About this exercise: Among the entries below, one line contains "What was going" and another contains "- This is because". Transcribe those two lines and every line between them, exactly.
Dataset Start Marker
PR #3943, opened 2024-09-20
native: use null pagination token to indicate end of posts list

davidisaaclee:
fixes TLON-2729 (or at least one cause of it!)

| Before | After |
| --- | --- |
| <video src="https://github.com/user-attachments/assets/1f330280-1e99-4202-b759-64049d67e0b7" /> | <video src="https://github.com/user-attachments/assets/d85e97ba-851c-41a9-ac27-199e2d9b7acd" /> |

<details>

<summary>Those videos use the following patch to make the bug reproducible by simulating a slow call to sync endpoint:</summary>

```diff
diff --git a/packages/shared/src/store/sync.ts b/packages/shared/src/store/sync.ts
index 9f403e053..d412a600d 100644
--- a/packages/shared/src/store/sync.ts
+++ b/packages/shared/src/store/sync.ts
@@ -901,6 +901,10 @@ export async function syncPosts(
       newer: response.newer,
       older: response.older,
     });
+  } else {
+    console.log('Simulating slow sync...');
+    await new Promise((resolve) => setTimeout(resolve, 5000));
+    console.log('Resuming sync.');
   }
   if (!response.newer) {
     await db.updateChannel({
```

</details>

_This was a tricky one, excuse my wordcount!_

### Background context
- When sending a message, we only show the remote echo of the message – we don't show the "pending" message.
- We use `hasNewerPosts` in this logic, which is equivalent to the result of `useInfiniteQuery`'s `getPreviousPageParam(...) === undefined`. (This is distinct from `hasCachedNewest`: `hasCachedNewest` is about caching new messages locally, and `hasNewerPosts` is about paginating posts into memory.)
- https://linear.app/tlon/issue/TLON-2249/native-full-chat-log-doesnt-load informed some of the current implementation
- We prevent autoscroll-to-bottom in chat when there are newer posts to load (`hasNewerPosts`)

### What was the issue?
The problem case is sending a message after we've received all most-recent posts, but before we've fetched an empty page of posts to confirm that we are up-to-date on sync.

- In the problem case, we flipped `hasNewerPosts` after rendering the newly-sent message:
  - Render 1: We get sync response with the new message's remote echo, and we haven't fetched an empty page confirming done – we render the post set including the new message, and `hasNewerPosts = true`
  - Render 2: Sync with empty page returns, confirming done; we render the same set of posts as last time, but with `hasNewerPosts = false`
- Since we render the new post while `hasNewerPosts = true` and `hasNewerPosts` prevents autoscroll, we don't scroll to it

### What's the fix?
Switch `hasNewerPosts` to false at the same time that we get the remote echo of our sent message:

- afaict, `get posts` API call returns `newer: null` when there are no newer posts to get.
- We get this signal at the same time that we receive the latest message (i.e. the remote echo of our newly-sent message).
- This PR uses that signal in `getPreviousPageParam` to stop pagination, causing `hasNewerPosts` to flip to false on the same render as passing the last set of posts to `Scroller`.

Downsides:
- We block on API response to show the sent message in chat – this is our existing behavior
- We still hit the API once at the end of every backfill, in worst case getting an empty page – again, existing behavior afaict. We could do better by checking our cached messages against the received head of channel.

### What about the code in `getPreviousPageParam` fixing https://linear.app/tlon/issue/TLON-2249/native-full-chat-log-doesnt-load ?
This was the condition that, when true, led to `hasNewerPosts = false` previously: https://github.com/tloncorp/tlon-apps/blob/cbe9d1d113c6770e6a08bdff4a64d0f19cc7017f/packages/shared/src/store/useChannelPosts.ts#L116-L121

The bolded part of **`firstPageParam.mode === 'newest'`** `&& options.hasCachedNewest` was added in https://github.com/tloncorp/tlon-apps/pull/3708 to f-i-x TLON-2249.

What was going on here? Does this PR's change break that fix?
- On first load, simply checking `firstPageIsEmpty || options.hasCachedNewest` is sufficient for `around` / `newer` backfills
- But once you have the chat cached, close app, and return to chat via `around` (e.g. via search into chat history), paginating back towards present stopped working
- This is because `hasCachedNewest` was returning true before loading all posts in the chat, since we had the latest post cached **from network into DB, but not from DB into runtime use-query memory** https://github.com/tloncorp/tlon-apps/blob/adde000f4330af7e0a2e19bdfcb295f5eb9fe3da/packages/app/features/top/ChannelScreen.tsx#L118-L119

Theoretically, this change preserves that distinction between DB-cached vs query-cached; and attempting repro by entering a chat with unreads, scrolling towards present, and triggering pagination does work with this change; as does navigating to a search result and scrolling towards present. **Is this the correct repro?**

---

### Remaining work
- I've tested the problem cases thoroughly, but I still need to check all other cases to ensure no regression
- The `getNextPageParam` callback has a similar issue where it requires one more fetch of an empty page before confirming that pagination is done – I think we should use a check on `null` cursor here too, but I don't think there's much user-facing benefit.

### DIFF
--- a/packages/shared/src/store/useChannelPosts.ts
+++ b/packages/shared/src/store/useChannelPosts.ts
@@ -19,8 +19,17 @@ import { SyncPriority } from './syncQueue';
 
 const postsLogger = createDevLogger('useChannelPosts', false);
 
+type PostQueryPage = {
+  posts: db.Post[];
+  /**
+   * False when a sync page reports that there are no more newer posts.
+   * Obviously, new posts can be made after this is set: in practice, we
+   * should have switched over to a subscription by then.
+   */
+  canFetchNewerPosts: boolean;
+};
 type UseChannelPostsPageParams = db.GetChannelPostsOptions;
-type PostQueryData = InfiniteData<db.Post[], unknown>;
+type PostQueryData = InfiniteData<PostQueryPage, unknown>;
 type SubscriptionPost = [db.Post, string | undefined];
 
 type UseChanelPostsParams = UseChannelPostsPageParams & {
@@ -52,7 +61,7 @@ export const useChannelPosts = (options: UseChanelPostsParams) => {
       count: firstPageCount,
     } as UseChannelPostsPageParams,
     refetchOnMount: false,
-    queryFn: async (ctx): Promise<db.Post[]> => {
+    queryFn: async (ctx): Promise<PostQueryPage> => {
       const queryOptions = ctx.pageParam || options;
       postsLogger.log('loading posts', queryOptions);
       // We should figure out why this is necessary.
@@ -66,7 +75,7 @@ export const useChannelPosts = (options: UseChanelPostsParams) => {
       const cached = await db.getChannelPosts(queryOptions);
       if (cached?.length) {
         postsLogger.log('returning', cached.length, 'posts from db');
-        return cached;
+        return { posts: cached, canFetchNewerPosts: true };
       }
 
       postsLogger.log('no posts found in database, loading from api...');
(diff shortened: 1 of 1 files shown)


dnbrwstr (approved):
Lgtm! @latter-bolden -- would be great to get this in the build today.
Dataset End Marker
Output for this task:
What was going on here? Does this PR's change break that fix?
- On first load, simply checking `firstPageIsEmpty || options.hasCachedNewest` is sufficient for `around` / `newer` backfills
- But once you have the chat cached, close app, and return to chat via `around` (e.g. via search into chat history), paginating back towards present stopped working
- This is because `hasCachedNewest` was returning true before loading all posts in the chat, since we had the latest post cached **from network into DB, but not from DB into runtime use-query memory** https://github.com/tloncorp/tlon-apps/blob/adde000f4330af7e0a2e19bdfcb295f5eb9fe3da/packages/app/features/top/ChannelScreen.tsx#L118-L119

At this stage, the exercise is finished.